Number of different beers sold daily


                    df = df.sort_values(['date', 'beer_ names'])
                    df['no_styles_sold'] = df.groupby('date')['beer_ names'].transform('nunique')
                

Addition of features beyond square data


Weather


Weather data might be an important factor in looking at a brewery’s sales on a day-to-day basis. Data for this project was pulled from the closest weather station to the brewery from the National Centers for Environmental Information. It lists the date, the precipitation in inches, snow in inches, the maximum temperature, minimum temperature and the percentage of sun.
After importing the csv and renaming the columns it can be merged with the square data. Any null values in precipitation or snowfall can be assumed to be zero.
                    sales_data = pd.merge(df, weather, on='date', how='left')
                    sales_data['precipitation'].fillna(0,inplace=True)
                    sales_data['snowfall'].fillna(0,inplace=True)
                

Untappd


The top social media site for beer lovers is Untappd. A user can log in a beer and rate it. The brewer can add in additional data such as ABV, a description of the beer, and IBU. Data can be exported through a paid account or scraped.
untappd
For the purposes of my project, I mapped the Untappd beer styles to an overall style to make fewer categories for easier analysis; for example, ‘IPA – American’ and ‘IPA – New England/Hazy’ are both mapped to ‘IPA’. After importing the csv, verifying the same naming convention for the beer names, and pulling out the features needed, the Untappd data can be merged with the original dataframe on the ‘beer_name’ column created earlier.
                    sales_data = pd.merge(sales_data, untappd_data, on='beer_ names’, how='left')
                

Instagram


Instagram or other social media data can be used as a feature to indicate whether an event was promoted or if there was some online visibility that attracted customers on a given day. The data can be scraped or, in my case, recorded manually.

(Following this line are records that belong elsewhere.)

Issue #2927, opened 2025-01-28
Avoid NPE in CapellaNavigatorContentProvider


GlennPlou:
In team context, a NPE may occurs when a shared project is imported in local client and override an existing project with opened session.

`org.polarsys.capella.core.platform.sirius.ui.navigator.viewer.CapellaNavigatorContentProvider.getChildren(Object)`
```java
          if (referencingModel instanceof CapellaModel) {
            Project object = ((CapellaModel) referencingModel).getProject(domain);
            if (object != null) {
              rootProject.add(object);
            }
            resourcesDone.add(object.eResource());
          }
```

PR #2928, opened 2025-01-28
#2927 Avoid NPE if project is null and simplify cast

GlennPlou:
project.eResource() was called even if project was null.


pdulth (approved):

pdulth:
Build is weird, i try to relaunch

Issue #2913, opened 2024-11-06
Changing navigation of associations in CDB diagram recreates them modifying original layout or hiding them in unsynchronized mode


scosta-obeo:
Step to reproduce:
* Create CDB Diagram
* Create 2 classes and an association between them
* Create a bendpoint on the association edge
* In the property view, make the association navigable in both directions (by checking the checkbox "Is Navigable" which is unchecked)
* **Expected**: the edge is always visible and it has the same bendpoints
* **Actuel**: the bendpoints are reset (synchronized mode) or the edge disappears (unsynchronized mode)

PR #2929, opened 2025-02-05
#2913 Add test validating fixes for AssociationCDBMigration

SteveMonnier:
Addition of a test that validates that the migration passes and that the edge with same source and target is still displayed on the migrated diagram.

Change-Id: I1bb8c8c685c01c294b8b2fee6ceec96bc4cc343d


GlennPlou (changes requested):
Add your test to a test suite

pdulth (changes requested):
RCPTT tests are no longer launched as unmaintanable.

I think this is already covered by the previous junit RelationStability no?
https://github.com/eclipse-capella/capella/blob/master/tests/plugins/org.polarsys.capella.test.migration.ju/src/org/polarsys/capella/test/migration/ju/testcases/basic/RelationStability.java#L420-L421

If not, can you update the junit test instead.

SteveMonnier:
Hi @pdulth, 
I ran the test RelationStability on my environment with this current PR and the test is all green. Is it possible to retrigger the job (I don't think I have the access for it, I don't see a retrigger action)?
I have created a JUnit to replace this RCPTT, but I am currently facing a "MetadataException: Wrong model version detected" issue I need to fix.

SteveMonnier:
I replaced the RCPTT test by a JUnit one

PR #27, opened 2024-09-25
fix: remove jdk version info

robinyeeh:
1. update class file header.
2. remove jdk info from class description


spring-ai-alibaba-core/src/main/java/com/alibaba/cloud/ai/advisor/DocumentRetrievalAdvisor.java
```diff
@@ -1,8 +1,19 @@
 /*
- * All rights Reserved, Designed By Alibaba Group Inc.
- * Copyright: Copyright(C) 1999-2024
- * Company  : Alibaba Group Inc.
+ * Copyright 2023-2024 the original author or authors.
```
yuluo-yx, line 2: The code first started in 2024, maybe it is more appropriate to change it to 2024

spring-ai-alibaba-core/src/main/java/com/alibaba/cloud/ai/advisor/DocumentRetrievalAdvisor.java
```diff
@@ -21,11 +32,9 @@
 /**
  * Title Document retrieval advisor.<br>
  * Description Document retrieval advisor.<br>
- * Created at 2024-08-27 10:47
  *
  * @author yuanci.ytb
- * @version 1.0.0
- * @since jdk8
+ * @since 2024/8/16 11:29
```
yuluo-yx, line 37: It is more common to use version numbers instead of dates, `@since 1.0.0-Snapshot`

PR #59, opened 2024-10-12
feat:add ollama example

wblu214:
Help users quickly use spring ai alibaba to call other large models, including locally deployed ones such as ollama


yuluo-yx (approved):
LGTM

PR #63, opened 2024-10-16
feat: add bailian multimodel support

robinyeeh:
1. add bailian multimodel support (bailian vl models).
2. able to understand image and video.

None

### Describe how to verify it
Verified with test cases.


spring-ai-alibaba-core/src/test/resources/multimodel/dog_and_girl.jpeg
yuluo-yx, line 1: This file must exist. I see that the url address is used in the test class.

yuluo-yx (approved):
LGTM

PR #65, opened 2024-10-20
fix AdvisedRequest import path

conghuhu:
Due to changes in the path of AdvisedRequest in spring ai core, the code in the example needs to be modified

no

### Describe how to verify it
image


chickenlj (approved):
LGTM.

PR #70, opened 2024-10-24
feat:add user agent

robinyeeh:
1. Update dashscope api user agent.
2. Fix metadata of ChatResponse loss issue in advisor.

### Describe how to verify it
Verified with test cases.


yuluo-yx (approved):
LGTM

I wanted to be clear on the type of content that was promoted in a post.
I noted which beer, if any, was promoted in a post, whether the post was a general beer post or promoting an event, and the days since the last post.
instagram
                    sales_data = pd.merge(sales_data, insta_data, on='date', how='left')
                
After the final merging, the data is ready to be used for further analysis!